### WORK INSTRUCTION
Your answer should repeat every record verbatim.
*** GIVEN DATA Section Begins ***
PR #17227, opened 2026-07-21
fix(emoji-picker): hide unsupported native emojis

AtomsH4:
>
>
>

### What this PR does

Before this PR:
*** GIVEN DATA Section Ends ***
### TASK RESPONSE
PR #17227, opened 2026-07-21
fix(emoji-picker): hide unsupported native emojis

AtomsH4:
>
>
>

### What this PR does

Before this PR:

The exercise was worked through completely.